To confirm my suspicions, but also out of curiosity, I recently did an analysis of the 47 homes sold so far this year in I’On. I wanted to identify the relationship between the number of days a house stays on the market to the ratio between the final sales price received to the original asking price of the home. The results are quite revealing and provide an important lesson for us in understanding the dynamics of a buyer’s market.

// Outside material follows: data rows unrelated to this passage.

PR #35, opened 2026-02-09
fix(branch): use correct SHA for ciConfig query when --branch is specified

### LINKED ISSUE #34: Bug: --branch flag passes default branch SHA to ciConfig GraphQL query
## Description

When using `plumber analyze --branch <name>`, the CLI correctly fetches the `.gitlab-ci.yml` file from the specified branch, but passes the **default branch's commit SHA** (e.g., `main`) to GitLab's GraphQL `ciConfig` query.

GitLab uses this SHA to resolve `include: local` directives, causing it to look for included files in the default branch's file tree instead of the target branch's.

## Steps to Reproduce

1. Have a GitLab project where branch `dev` has CI includes (e.g., `.gitlab/ci/build.yml`) that don't exist on `main`
2. Run:
   ```bash
   plumber analyze --gitlab-url https://gitlab.example.com --project mygroup/myproject --branch dev --verbose
   ```
3. Observe in verbose output that the `sha` passed to the GraphQL `ciConfig` query is the SHA of `main`, not `dev`

## Expected Behavior

The SHA passed to `ciConfig` should be the latest commit SHA of the branch specified by `--branch`, so that `include: local` files are resolved from that branch's file tree.

## Actual Behavior

The SHA of the default branch is always used, regardless of `--branch`. This causes errors like:

```
Local file .gitlab/ci/build.yml does not exist!
```

## Root Cause

- `gitlab/project.go`: `FetchProjectDetails()` fetches `LatestHeadCommitSha` only for `project.DefaultBranch`
- `control/task.go`: After setting `AnalyzeBranch`, `LatestHeadCommitSha` is never updated to match
- `gitlab/utilsCI.go:180`: `GetFullGitlabCI()` passes `project.LatestHeadCommitSha` (default branch SHA) to `FetchGitlabMergedCIConf()`
- `collector/dataCollectionGitlabPipelineOrigin.go:875`: `FetchGitlabInclude()` also uses the wrong SHA

## Environment

- Plumber version: 0.1.32
- GitLab: self-hosted (tested on GitLab 17.x)

alexwrite:
## Summary

Fixes #34

When `--branch` targets a non-default branch, the GraphQL `ciConfig` query receives the default branch's commit SHA. GitLab uses this SHA to resolve `include: local` paths, so included files are looked up in the wrong branch's file tree.

- **Export** `fetchLatestCommitSha` as `FetchLatestCommitSha` in `gitlab/project.go` so it can be called from outside the package
- **Fetch the correct SHA** in `control/task.go` when `--branch` differs from the default branch, and update `LatestHeadCommitSha` before any downstream consumer reads it

## Why this approach

All downstream callers (`GetFullGitlabCI` at `utilsCI.go:180`, `FetchGitlabInclude` at `collector/...875`) already read from `project.LatestHeadCommitSha`. By fixing the value at the source — right after `AnalyzeBranch` is set — every consumer automatically gets the correct SHA. No function signatures or call sites need to change.

## Changes

| File | Change |
|------|--------|
| `gitlab/project.go` | Add exported `FetchLatestCommitSha()` wrapper |
| `control/task.go` | Fetch branch-specific SHA when `--branch` != default branch |

## Test plan

- [ ] Build: `go build ./gitlab/... ./control/...`
- [ ] Run against a project where `--branch dev` has different CI includes than `main`
- [ ] Verify in `--verbose` output that the SHA matches the target branch's latest commit
- [ ] Verify `include: local` files are resolved correctly
- [ ] Verify default behavior (no `--branch` flag) is unchanged

### DIFF
--- a/control/task.go
+++ b/control/task.go
@@ -60,6 +60,20 @@ func RunAnalysis(conf *configuration.Configuration) (*AnalysisResult, error) {
 	// projectInfo.AnalyzeBranch = branch to analyze from CLI (e.g., "testing-branch" or defaults to DefaultBranch)
 	if conf.Branch != "" {
 		projectInfo.AnalyzeBranch = conf.Branch
+
+		// When analyzing a non-default branch, fetch the correct SHA so that
+		// GitLab's ciConfig GraphQL query resolves include:local files from
+		// the target branch's file tree, not the default branch's.
+		if conf.Branch != projectInfo.DefaultBranch {
+			branchSha, err := gitlab.FetchLatestCommitSha(
+				conf.GitlabToken, conf.GitlabURL, conf.ProjectPath, conf.Branch, conf,
+			)
+			if err != nil {
+				l.WithError(err).Warn("Unable to fetch commit SHA for analyze branch, using default branch SHA")
+			} else {
+				projectInfo.LatestHeadCommitSha = branchSha
+			}
+		}
 	}
 
 	///////////////////////
--- a/gitlab/project.go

Take a moment to review the data below. This represents the I’On market in 2008 broken down by the number of days the house was on the market.
0 – 90 Days on Market:
Number of Homes Sold – 11
Ratio of Selling Price to Original List Price – 94.06%
91 – 180 Days on Market:
Number of Homes Sold – 9
Ratio of Selling Price to Original List Price – 87.23%
181 – 360 Days on Market:
Number of Homes Sold – 7
Ratio of Selling Price to Original List Price – 77.16%
Over 360 Days on Market:
Number of Homes Sold – 20
Ratio of Selling Price to Original List Price – 75.29%
So, what is the bottom line to take from this data? First and foremost, houses that are priced competitively from the beginning have a great chance to sell in the first 90 days at a price that is relatively close to the original asking price, even in a buyer’s market!
Buyers have so much inventory to choose from in this market, that it can be overwhelming. So, they “fine tune” their list and view only homes that meet their criteria and are priced in the range they can afford. They typically don’t consider homes that are in higher price ranges or those that aren’t in great condition because they just don’t have to. There are more than enough homes on the market that already meet their needs.
So what happens to homes that are not competitively priced? They generally sit on the market for much longer periods of time than they should, with little or no interest. They eventually sell, but only after multiple price reductions and/or significant improvements that make them competitive. And, they sell for prices well below what they would have sold for if priced correctly at the beginning. One of the reasons for this is that buyers become concerned about homes that have been on the market much longer than others. It creates uncertainty and they begin asking questions like:
Why hasn’t this house sold yet?
What is wrong with this house?
If I buy it, will I have this much trouble selling it later on?
Ultimately, questions like these cost the seller thousands of dollars in the end.